(TASK) Every line below that holds the string "package" must be copied.

[Saved data entries]
PR #1143, opened 2021-04-03
Rollback if and only if inside a transaction

### LINKED ISSUE #1139: Error "There is no active transaction" instead of Error about SQL syntax
### Bug Report

Syntax errors in SQL does not always display a syntax error message. It can display the error "There is no active transaction"

|    Q        |   A
|------------ | ------
| BC Break    | no
| Version     | 3.1.1

#### Summary

When executing one migration with two DDL statements, if the second one has a syntax error, then the error displayed by the command is not a syntax error, but the error "There is no active transaction".
Note : I also tried when executing several migrations and in this case the error message showed is a syntax error message. It seems to happen only when migrating one file.

#### Current behavior

A syntax error can display the error "There is no active transaction"

#### How to reproduce

1. Have all your migrations up to date
2. Create a migration where you have two ALTER TABLE statements, and make any syntax error in the second statement.
3. Run this migration

Code example :
`$this->addSql('ALTER TABLE article ADD publish_at DATETIME DEFAULT NULL');`
`$this->addSql('ALTER TABLE article CHANGE publish_at DATETIME NOT NULL');`

#### Expected behavior

A syntax error message should be displayed

greg0ire:
|      Q       |   A
|------------- | -----------
| Type         | bug
| BC Break     | no
| Fixed issues | #1139

#### Summary

Similarly to what happens when attempting to commit an already closed
connection when combining PHP 8 and pdo_mysql, an error is thrown when
attempting to rollback. We use the same solution as for commit(), that
is we check that we actually are inside a transaction when possible to do so.

Fixes #1139

# How can I test this?

```shell
composer config repositories.greg0ire vcs https://github.com/greg0ire/doctrine-migrations
composer require doctrine/migrations "dev-rollback-iff-in-transaction as 2.3.3"
```

### DIFF
--- a/lib/Doctrine/Migrations/Migrator.php
+++ b/lib/Doctrine/Migrations/Migrator.php
@@ -196,7 +196,7 @@ class Migrator
             $this->configuration->dispatchMigrationEvent(Events::onMigrationsMigrated, $direction, $dryRun);
         } catch (Throwable $e) {
             if ($allOrNothing) {
-                $connection->rollBack();
+                TransactionHelper::rollbackIfInTransaction($connection);
             }
 
             throw $e;
--- a/lib/Doctrine/Migrations/Tools/Console/Command/DiffCommand.php
+++ b/lib/Doctrine/Migrations/Tools/Console/Command/DiffCommand.php
@@ -86,7 +86,7 @@ EOT
                 null,
                 InputOption::VALUE_OPTIONAL,
                 'Max line length of unformatted lines.',
-                120
+                '120'
             )
             ->addOption(
                 'check-database-platform',
--- a/lib/Doctrine/Migrations/Tools/Console/Command/DumpSchemaCommand.php
+++ b/lib/Doctrine/Migrations/Tools/Console/Command/DumpSchemaCommand.php
@@ -61,7 +61,7 @@ EOT
                 null,
                 InputOption::VALUE_OPTIONAL,
                 'Max line length of unformatted lines.',
-                120
+                '120'
             );
     }
 
--- a/lib/Doctrine/Migrations/Tools/TransactionHelper.php
+++ b/lib/Doctrine/Migrations/Tools/TransactionHelper.php
@@ -14,13 +14,28 @@ final class TransactionHelper
 {
     public static function commitIfInTransaction(Connection $connection): void
     {
-        $wrappedConnection = $connection->getWrappedConnection();
-
-        // Attempt to commit while no transaction is running results in exception since PHP 8 + pdo_mysql combination
-        if ($wrappedConnection instanceof PDO && ! $wrappedConnection->inTransaction()) {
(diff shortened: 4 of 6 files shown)


greg0ire:
@AntoineRoue please review and test

ostrolucky (approved):

AntoineRoue:
@greg0ire I've just seen your message, is it ok or do you still need me to test ?

greg0ire:
It's best if you test, if you can't we'll merge as is.

AntoineRoue:
Ok no problem. I had issues with composer auth token yesterday but I think there is a recent update that fixes it. I'll try this evening.

SenseException (approved):

AntoineRoue:
@greg0ire I managed to get your work, but when I run any doctrine command, I have the error
`2021-04-07T19:12:59+00:00 [critical] Uncaught Error: Too few arguments to function Doctrine\Migrations\Configuration\Configuration::__construct(), 0 passed in var\cache\dev\ContainerF0kiXSY\getDoctrine_Migrations_DependencyFactoryService.php on line 23 and at least 1 expected
exit status 255`

greg0ire:
I know that the last version of the migrations bundle is buggy, not sure if that is why you experience this. When you installed my fork, did any other package upgrade as well? In particular, did the migrations bundle upgrade?

AntoineRoue:
At first I could not install your package and the migration bundle package because of the dependency to "doctrine/migrations: ^3.1" in doctrine-migrations-bundle.
So I forked doctrine-migrations-bundle and created a branch from "3.1.x" to remove the dependency to "doctrine/migrations: ^3.1" (now that I think about it, maybe there is a composer option that ignores dependencies...)
Then I installed my 3.1.x no-dependency version of doctrine-migrations-bundle and your package. With this done, any doctrine command does not work.
EDIT : I just saw that somehow your branch rollback-iff... is 300 commits behind 3.1.x.

greg0ire:
> I just saw that somehow your branch rollback-iff... is 300 commits behind 3.1.x.

Yes, I'm targeting 2.3.x since it has the bug too

greg0ire:
I just pushed a branch that is the result of the merge of 3.1.x and this one so that you can test.

```shell
composer config repositories.greg0ire vcs https://github.com/greg0ire/doctrine-migrations
composer require doctrine/migrations "dev-upmerge-rollback-iff-in-transaction as 3.1.1"
```

AntoineRoue:
Oh I didn't realize that ! By the way, your first command should be `composer config repositories.greg0ire vcs https://github.com/greg0ire/migrations`.
I'll test this tomorrow evening.

AntoineRoue:
Ok, we did it! I was able to test it, and your fix works.

greg0ire:
Great, thanks @AntoineRoue , and good luck with that certification!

(YOUR RESPONSE)
I know that the last version of the migrations bundle is buggy, not sure if that is why you experience this. When you installed my fork, did any other package upgrade as well? In particular, did the migrations bundle upgrade?
At first I could not install your package and the migration bundle package because of the dependency to "doctrine/migrations: ^3.1" in doctrine-migrations-bundle.
Then I installed my 3.1.x no-dependency version of doctrine-migrations-bundle and your package. With this done, any doctrine command does not work.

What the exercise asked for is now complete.